TASK INSTRUCTIONS
The expected answer is all of the entries, written out exactly.
[DATA RECORDS — start]
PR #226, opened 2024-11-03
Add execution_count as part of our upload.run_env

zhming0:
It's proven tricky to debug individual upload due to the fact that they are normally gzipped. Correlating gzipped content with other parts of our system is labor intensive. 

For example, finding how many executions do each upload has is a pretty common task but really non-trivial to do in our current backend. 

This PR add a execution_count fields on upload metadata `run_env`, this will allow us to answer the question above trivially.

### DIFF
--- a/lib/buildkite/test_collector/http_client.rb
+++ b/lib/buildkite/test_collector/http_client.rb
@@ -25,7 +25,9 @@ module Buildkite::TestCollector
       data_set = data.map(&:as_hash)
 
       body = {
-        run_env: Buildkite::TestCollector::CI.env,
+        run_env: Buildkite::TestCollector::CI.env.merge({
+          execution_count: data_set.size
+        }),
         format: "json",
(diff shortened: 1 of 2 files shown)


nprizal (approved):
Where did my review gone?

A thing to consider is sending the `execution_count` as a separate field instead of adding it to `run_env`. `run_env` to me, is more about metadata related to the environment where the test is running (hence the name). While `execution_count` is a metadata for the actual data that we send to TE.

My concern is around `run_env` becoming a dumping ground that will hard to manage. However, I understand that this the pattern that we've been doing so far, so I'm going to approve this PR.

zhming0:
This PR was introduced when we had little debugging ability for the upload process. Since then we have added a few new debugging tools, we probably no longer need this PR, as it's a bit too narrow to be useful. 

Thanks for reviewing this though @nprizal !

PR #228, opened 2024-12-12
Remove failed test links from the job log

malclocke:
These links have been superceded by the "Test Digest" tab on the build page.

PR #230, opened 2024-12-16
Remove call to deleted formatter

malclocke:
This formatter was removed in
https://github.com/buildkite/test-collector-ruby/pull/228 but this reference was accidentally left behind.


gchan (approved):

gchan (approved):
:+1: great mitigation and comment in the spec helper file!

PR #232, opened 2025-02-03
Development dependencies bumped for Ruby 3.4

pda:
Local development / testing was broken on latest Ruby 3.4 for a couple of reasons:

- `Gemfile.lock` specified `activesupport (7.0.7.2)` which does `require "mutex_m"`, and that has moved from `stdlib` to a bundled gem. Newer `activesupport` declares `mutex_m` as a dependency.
[DATA RECORDS — finish]
SOLUTION TO THIS EXERCISE
PR #226, opened 2024-11-03
Add execution_count as part of our upload.run_env

zhming0:
It's proven tricky to debug individual upload due to the fact that they are normally gzipped. Correlating gzipped content with other parts of our system is labor intensive. 

For example, finding how many executions do each upload has is a pretty common task but really non-trivial to do in our current backend. 

This PR add a execution_count fields on upload metadata `run_env`, this will allow us to answer the question above trivially.

### DIFF
--- a/lib/buildkite/test_collector/http_client.rb
+++ b/lib/buildkite/test_collector/http_client.rb
@@ -25,7 +25,9 @@ module Buildkite::TestCollector
       data_set = data.map(&:as_hash)
 
       body = {
-        run_env: Buildkite::TestCollector::CI.env,
+        run_env: Buildkite::TestCollector::CI.env.merge({
+          execution_count: data_set.size
+        }),
         format: "json",
(diff shortened: 1 of 2 files shown)


nprizal (approved):
Where did my review gone?

A thing to consider is sending the `execution_count` as a separate field instead of adding it to `run_env`. `run_env` to me, is more about metadata related to the environment where the test is running (hence the name). While `execution_count` is a metadata for the actual data that we send to TE.

My concern is around `run_env` becoming a dumping ground that will hard to manage. However, I understand that this the pattern that we've been doing so far, so I'm going to approve this PR.

zhming0:
This PR was introduced when we had little debugging ability for the upload process. Since then we have added a few new debugging tools, we probably no longer need this PR, as it's a bit too narrow to be useful. 

Thanks for reviewing this though @nprizal !

PR #228, opened 2024-12-12
Remove failed test links from the job log

malclocke:
These links have been superceded by the "Test Digest" tab on the build page.

PR #230, opened 2024-12-16
Remove call to deleted formatter

malclocke:
This formatter was removed in
https://github.com/buildkite/test-collector-ruby/pull/228 but this reference was accidentally left behind.


gchan (approved):

gchan (approved):
:+1: great mitigation and comment in the spec helper file!

PR #232, opened 2025-02-03
Development dependencies bumped for Ruby 3.4

pda:
Local development / testing was broken on latest Ruby 3.4 for a couple of reasons:

- `Gemfile.lock` specified `activesupport (7.0.7.2)` which does `require "mutex_m"`, and that has moved from `stdlib` to a bundled gem. Newer `activesupport` declares `mutex_m` as a dependency.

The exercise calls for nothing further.